Abstract
Background
Langerhans cell histiocytosis (LCH) in adult lumbar spine is extremely rare, and optimal treatments remain unclear. In literature, only a few cases of lumbar spine LCH were treated using surgery but en bloc vertebral resection has not been used.
Case presentation
A 50-year-old man presented with unbearable radiating pain at his right leg. Radiological studies revealed a solitary osteolytic lesion, which was moderately enhanced on contrast MR imaging and hyper-metabolic on PET/CT, at the right L5 vertebral body and arch. In biopsy, Langerhans cells were observed, but findings were insufficient to establish a diagnosis of LCH. A modified L5 en bloc vertebral resection via anterior and posterior approaches was performed to remove the right 2/3 portion of the L5 vertebra. The left 1/3 vertebral body and left pedicle of L5, which were not affected, were kept in situ to allow short instrumentation and reconstruction. His leg pain disappeared after the surgery, and a precise diagnosis of LCH was established after a throughout histological study of the removed vertebra.
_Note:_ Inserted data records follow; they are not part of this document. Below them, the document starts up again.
PR #1453, opened 2024-08-06
GO-3849 Fix IsEmpty for sets

KirillSto:
https://linear.app/anytype/issue/GO-3849/need-to-save-the-setcollection-if-you-have-not-entered-a-name

DeleteIfEmpty internal flag is unset on state.IsEmpty returning false. However this check analyzes only text block contents.
Sets and collections have only standard blocks, so separate logic to check object emptiness must be supported

### DIFF
--- a/core/block/editor/state/state.go
+++ b/core/block/editor/state/state.go
@@ -11,6 +11,7 @@ import (
 	"github.com/ipfs/go-cid"
 
 	"github.com/anyproto/anytype-heart/core/block/simple"
+	"github.com/anyproto/anytype-heart/core/block/simple/dataview"
 	"github.com/anyproto/anytype-heart/core/block/undo"
 	"github.com/anyproto/anytype-heart/core/domain"
 	"github.com/anyproto/anytype-heart/core/session"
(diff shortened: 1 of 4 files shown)


core/block/editor/state/state.go
```diff
@@ -1378,6 +1385,35 @@ func (s *State) IsEmpty(checkTitle bool) bool {
 	return true
 }
 
+// isEmptyDataview is a separate emptiness check for sets and collections, as
```
AnastasiaShemyakinskaya, line 1388: as.....?🤔

core/block/simple/dataview/dataview.go
```diff
@@ -520,3 +522,29 @@ func (s *Dataview) UpdateRelationOld(relationKey string, rel model.Relation) err
...
+	case 1:
+		view = d.content.Views[0]
+	default:
+		return false
+	}
+
+	if view.DefaultObjectTypeId != "" ||
+		view.DefaultTemplateId != "" ||
+		len(view.Filters) != 0 ||
+		len(view.Sorts) > 1 ||
```
AnastasiaShemyakinskaya, line 544: Why do we check `len(view.Sorts)` as more then 1? Just want to understand the logic 😃

core/block/editor/state/state.go
KirillSto: Sorry, started typing and did not finish :smile:

core/block/simple/dataview/dataview.go
KirillSto: On creation of new dataview block we add sorting by lastModified by default:
https://github.com/anyproto/anytype-heart/blob/main/core/block/editor/dataview/dataview.go#L528
so if we find some other sorts in the view, we can consider dataview object as modified

AnastasiaShemyakinskaya (approved):

PR #1769, opened 2024-11-01
GO-4408 Unify Date object creation

KirillSto:
https://linear.app/anytype/issue/GO-4408/dates-created-via-objectcreate-are-normal-objects
https://linear.app/anytype/issue/GO-4219/support-the-date-format
https://linear.app/anytype/issue/GO-4447/when-opening-the-date-object-another-space-opens

- Make single place in code where date object is created
- On ObjectCreate with ot-date we should not create real object, but just return its details based on date's name in details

The patient further accepted 1 cycle of low-dose radiotherapy postoperatively. At 18-month follow-up, the lumbosacral spine was fused and no local reoccurrence was noticed.
Conclusions
For lumbar spine LCH, surgery should be considered if there are neurological symptoms or histological diagnosis is indefinite in biopsy. En bloc vertebral resection can be used to alleviate neurological symptoms and prevent local reoccurrence.